──────── Given information ────────
PR #2035, opened 2024-03-07
Show app review dialog after completing co insured self serve

hugokallstrom:


app/feature/feature-edit-coinsured/src/main/kotlin/com/hedvig/android/feature/editcoinsured/data/CommitMidtermChangeUseCase.kt
```diff
@@ -35,6 +37,7 @@ internal class CommitMidtermChangeUseCaseImpl(
     when (val state = result.midtermChangeIntentCommit.intent?.state) {
       MidtermChangeIntentState.COMPLETED -> {
         networkCacheManager.clearCache()
+        selfServiceCompletedEventStore.onSelfServiceCompleted()
```
hugokallstrom, line 40: Will add this to moving flow and claim submission as well

app/core/core-app-review/src/main/kotlin/com/hedvig/android/core/appreview/ReviewDialogViewModel.kt
```diff
@@ -12,20 +11,19 @@ import kotlinx.coroutines.flow.receiveAsFlow
...
   val shouldOpenReviewDialog: Flow<Boolean> = _shouldOpenReviewDialog.receiveAsFlow()
 
   init {
     viewModelScope.launch {
-      chatClosedEventStore.observeChatClosedCounter()
-        .map { it % 4 == 0 && it != 0 }
-        .filter { it == true }
+      selfServiceCompletedEventStore.observeNumberOfCompletedSelfServices()
+        .map { it > 0 }
+        .filter { it }
```
panasetskaya, line 23:
```suggestion
        .filter { it > 0 }
```

panasetskaya: Just felt a bit confused :)

StylianosGakis (approved):
Super good idea.
I took the time to do this https://github.com/HedvigInsurance/android/pull/2041 on top of this just to simplify a bit the fact that we do not need the VM as we had it in the past. Also made it so that it will not try to call the review dialog whenever the app is opened and they may have already done a self service process in the past. This would happen before because it > 0 would be true on startup, and then we'd try to trigger it.

That PR makes it so that whenever a new observer is looking into the flow, the first emission from the Datastore is ignored, as that's the one that just emits whatever there was inside the DataStore itself. And then the *next* emission, which can only happen when a self-service flow is successfully made, then we try to launch the review dialog

PR #2036, opened 2024-03-07
Feature/new car claim flow

panasetskaya:
Add towing deflect screen with copy content and navigation to it.
Add eir screen without copy or navigation to it.


StylianosGakis (approved):
Super ⭐️

PR #2044, opened 2024-03-11
close claim flow when opening the browser for Eir

panasetskaya:
Closing the claim flow when going to browser to open Eir link (other car damage claims) after 3 min delay (just decided). And small design changes, pointed out by William

### DIFF
--- a/app/core/core-design-system/src/main/kotlin/com/hedvig/android/core/designsystem/material3/HedvigMaterial3Theme.kt
+++ b/app/core/core-design-system/src/main/kotlin/com/hedvig/android/core/designsystem/material3/HedvigMaterial3Theme.kt
@@ -107,7 +107,7 @@ internal fun darkHedvigColorScheme(hedvigTonalPalette: HedvigTonalPalette) = Hed
   onContainedButtonContainer = hedvigTonalPalette.greyscale1000,
   secondaryContainedButtonContainer = hedvigTonalPalette.greyscale800,
   onSecondaryContainedButtonContainer = hedvigTonalPalette.greyscale100,
-  alwaysBlackContainer = hedvigTonalPalette.greyscale700,
+  alwaysBlackContainer = hedvigTonalPalette.greyscale900,
   onAlwaysBlackContainer = hedvigTonalPalette.greyscale25,
   // In the comments are the light mode colors, showing the equivalent and how it was chosen
   warningElement = hedvigTonalPalette.amber700,
--- a/app/feature/feature-odyssey/src/main/kotlin/com/hedvig/android/feature/odyssey/step/informdeflect/DeflectCarOtherDamageDestination.kt
+++ b/app/feature/feature-odyssey/src/main/kotlin/com/hedvig/android/feature/odyssey/step/informdeflect/DeflectCarOtherDamageDestination.kt
@@ -17,11 +17,6 @@ import androidx.compose.material3.Surface
 import androidx.compose.material3.Text
 import androidx.compose.material3.windowsizeclass.WindowSizeClass
 import androidx.compose.runtime.Composable
-import androidx.compose.runtime.LaunchedEffect
-import androidx.compose.runtime.getValue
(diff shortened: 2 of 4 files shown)


app/core/core-design-system/src/main/kotlin/com/hedvig/android/core/designsystem/material3/HedvigMaterial3Theme.kt
```diff
@@ -107,7 +107,7 @@ internal fun darkHedvigColorScheme(hedvigTonalPalette: HedvigTonalPalette) = Hed
   onContainedButtonContainer = hedvigTonalPalette.greyscale1000,
   secondaryContainedButtonContainer = hedvigTonalPalette.greyscale800,
   onSecondaryContainedButtonContainer = hedvigTonalPalette.greyscale100,
-  alwaysBlackContainer = hedvigTonalPalette.greyscale700,
+  alwaysBlackContainer = hedvigTonalPalette.greyscale900,
```
StylianosGakis, line 110: This is now going to be greyscale900 on top of a greyscale1000 background. Is this what design wanted here? The contrast between the two is quite low is my concern, it barely looks like a card in high light environments or if the phone's brightness is not that high :D

app/feature/feature-odyssey/src/main/kotlin/com/hedvig/android/feature/odyssey/step/informdeflect/DeflectCarOtherDamageDestination.kt
```diff
@@ -69,6 +76,17 @@ private fun DeflectCarOtherDamageScreen(
     closeClaimFlow = closeClaimFlow,
     topAppBarText = stringResource(id = R.string.SUBMIT_CLAIM_CAR_TITLE),
   ) {
+    var shouldCloseFlow by remember {
+      mutableStateOf(false)
+    }
+
+    LaunchedEffect(shouldCloseFlow) {
+      if (shouldCloseFlow) {
+        delay(3.minutes) // todo: on the test session decided to make a delay here
```
StylianosGakis, line 85: We do not get any guarantees that our app will be kept running in the background for this long in order to do this reliably. If the app is killed inside those 3 minutes this will simply never be called. I will bring this up in the slack channel instead to pick alternatives. I would prefer us not to do this and get unreliable results.

StylianosGakis (changes requested):
I see the design changes, it makes sense. I a bit skeptical about the 900 on 1000 color on the card but if that's what we want then that's fine.
I am marking this as "request changes" because I want to discuss the 3 minutes rule with the rest first.

app/core/core-design-system/src/main/kotlin/com/hedvig/android/core/designsystem/material3/HedvigMaterial3Theme.kt
panasetskaya: They said they want it the same as the expandable fields below, and the expandable fields have, if I'm not mistaken, Surface as container color - and it's this one. Actually, at the meeting William said that the expandables are too dark, but afterwards he sent me the right color, and it's #303030 - which is exactly what we had there, Surface color for dark theme

StylianosGakis: Alrighty then, sounds good to me. Then how about we remove the other change here with the delay before we close the flow and for now do nothing there so that we can merge the design changes at least.
Then when we make the decision on if the flow will be eagerly closed or not we can add that code later. It'd be a shame for the design changes to be postponed from being merged because of the other issue

panasetskaya: Removed the delay with the last commit. I guess it's okay to merge now?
────────
# Work task
Reproduce every line of the data without changing a word.

# Reply
PR #2035, opened 2024-03-07
Show app review dialog after completing co insured self serve

hugokallstrom:


app/feature/feature-edit-coinsured/src/main/kotlin/com/hedvig/android/feature/editcoinsured/data/CommitMidtermChangeUseCase.kt
```diff
@@ -35,6 +37,7 @@ internal class CommitMidtermChangeUseCaseImpl(
     when (val state = result.midtermChangeIntentCommit.intent?.state) {
       MidtermChangeIntentState.COMPLETED -> {
         networkCacheManager.clearCache()
+        selfServiceCompletedEventStore.onSelfServiceCompleted()
```
hugokallstrom, line 40: Will add this to moving flow and claim submission as well

app/core/core-app-review/src/main/kotlin/com/hedvig/android/core/appreview/ReviewDialogViewModel.kt
```diff
@@ -12,20 +11,19 @@ import kotlinx.coroutines.flow.receiveAsFlow
...
   val shouldOpenReviewDialog: Flow<Boolean> = _shouldOpenReviewDialog.receiveAsFlow()
 
   init {
     viewModelScope.launch {
-      chatClosedEventStore.observeChatClosedCounter()
-        .map { it % 4 == 0 && it != 0 }
-        .filter { it == true }
+      selfServiceCompletedEventStore.observeNumberOfCompletedSelfServices()
+        .map { it > 0 }
+        .filter { it }
```
panasetskaya, line 23:
```suggestion
        .filter { it > 0 }
```

panasetskaya: Just felt a bit confused :)

StylianosGakis (approved):
Super good idea.
I took the time to do this https://github.com/HedvigInsurance/android/pull/2041 on top of this just to simplify a bit the fact that we do not need the VM as we had it in the past. Also made it so that it will not try to call the review dialog whenever the app is opened and they may have already done a self service process in the past. This would happen before because it > 0 would be true on startup, and then we'd try to trigger it.

That PR makes it so that whenever a new observer is looking into the flow, the first emission from the Datastore is ignored, as that's the one that just emits whatever there was inside the DataStore itself. And then the *next* emission, which can only happen when a self-service flow is successfully made, then we try to launch the review dialog

PR #2036, opened 2024-03-07
Feature/new car claim flow

panasetskaya:
Add towing deflect screen with copy content and navigation to it.
Add eir screen without copy or navigation to it.


StylianosGakis (approved):
Super ⭐️

PR #2044, opened 2024-03-11
close claim flow when opening the browser for Eir

panasetskaya:
Closing the claim flow when going to browser to open Eir link (other car damage claims) after 3 min delay (just decided). And small design changes, pointed out by William

### DIFF
--- a/app/core/core-design-system/src/main/kotlin/com/hedvig/android/core/designsystem/material3/HedvigMaterial3Theme.kt
+++ b/app/core/core-design-system/src/main/kotlin/com/hedvig/android/core/designsystem/material3/HedvigMaterial3Theme.kt
@@ -107,7 +107,7 @@ internal fun darkHedvigColorScheme(hedvigTonalPalette: HedvigTonalPalette) = Hed
   onContainedButtonContainer = hedvigTonalPalette.greyscale1000,
   secondaryContainedButtonContainer = hedvigTonalPalette.greyscale800,
   onSecondaryContainedButtonContainer = hedvigTonalPalette.greyscale100,
-  alwaysBlackContainer = hedvigTonalPalette.greyscale700,
+  alwaysBlackContainer = hedvigTonalPalette.greyscale900,
   onAlwaysBlackContainer = hedvigTonalPalette.greyscale25,
   // In the comments are the light mode colors, showing the equivalent and how it was chosen
   warningElement = hedvigTonalPalette.amber700,
--- a/app/feature/feature-odyssey/src/main/kotlin/com/hedvig/android/feature/odyssey/step/informdeflect/DeflectCarOtherDamageDestination.kt
+++ b/app/feature/feature-odyssey/src/main/kotlin/com/hedvig/android/feature/odyssey/step/informdeflect/DeflectCarOtherDamageDestination.kt
@@ -17,11 +17,6 @@ import androidx.compose.material3.Surface
 import androidx.compose.material3.Text
 import androidx.compose.material3.windowsizeclass.WindowSizeClass
 import androidx.compose.runtime.Composable
-import androidx.compose.runtime.LaunchedEffect
-import androidx.compose.runtime.getValue
(diff shortened: 2 of 4 files shown)


app/core/core-design-system/src/main/kotlin/com/hedvig/android/core/designsystem/material3/HedvigMaterial3Theme.kt
```diff
@@ -107,7 +107,7 @@ internal fun darkHedvigColorScheme(hedvigTonalPalette: HedvigTonalPalette) = Hed
   onContainedButtonContainer = hedvigTonalPalette.greyscale1000,
   secondaryContainedButtonContainer = hedvigTonalPalette.greyscale800,
   onSecondaryContainedButtonContainer = hedvigTonalPalette.greyscale100,
-  alwaysBlackContainer = hedvigTonalPalette.greyscale700,
+  alwaysBlackContainer = hedvigTonalPalette.greyscale900,
```
StylianosGakis, line 110: This is now going to be greyscale900 on top of a greyscale1000 background. Is this what design wanted here? The contrast between the two is quite low is my concern, it barely looks like a card in high light environments or if the phone's brightness is not that high :D

app/feature/feature-odyssey/src/main/kotlin/com/hedvig/android/feature/odyssey/step/informdeflect/DeflectCarOtherDamageDestination.kt
```diff
@@ -69,6 +76,17 @@ private fun DeflectCarOtherDamageScreen(
     closeClaimFlow = closeClaimFlow,
     topAppBarText = stringResource(id = R.string.SUBMIT_CLAIM_CAR_TITLE),
   ) {
+    var shouldCloseFlow by remember {
+      mutableStateOf(false)
+    }
+
+    LaunchedEffect(shouldCloseFlow) {
+      if (shouldCloseFlow) {
+        delay(3.minutes) // todo: on the test session decided to make a delay here
```
StylianosGakis, line 85: We do not get any guarantees that our app will be kept running in the background for this long in order to do this reliably. If the app is killed inside those 3 minutes this will simply never be called. I will bring this up in the slack channel instead to pick alternatives. I would prefer us not to do this and get unreliable results.

StylianosGakis (changes requested):
I see the design changes, it makes sense. I a bit skeptical about the 900 on 1000 color on the card but if that's what we want then that's fine.
I am marking this as "request changes" because I want to discuss the 3 minutes rule with the rest first.

app/core/core-design-system/src/main/kotlin/com/hedvig/android/core/designsystem/material3/HedvigMaterial3Theme.kt
panasetskaya: They said they want it the same as the expandable fields below, and the expandable fields have, if I'm not mistaken, Surface as container color - and it's this one. Actually, at the meeting William said that the expandables are too dark, but afterwards he sent me the right color, and it's #303030 - which is exactly what we had there, Surface color for dark theme

StylianosGakis: Alrighty then, sounds good to me. Then how about we remove the other change here with the delay before we close the flow and for now do nothing there so that we can merge the design changes at least.
Then when we make the decision on if the flow will be eagerly closed or not we can add that code later. It'd be a shame for the design changes to be postponed from being merged because of the other issue

panasetskaya: Removed the delay with the last commit. I guess it's okay to merge now?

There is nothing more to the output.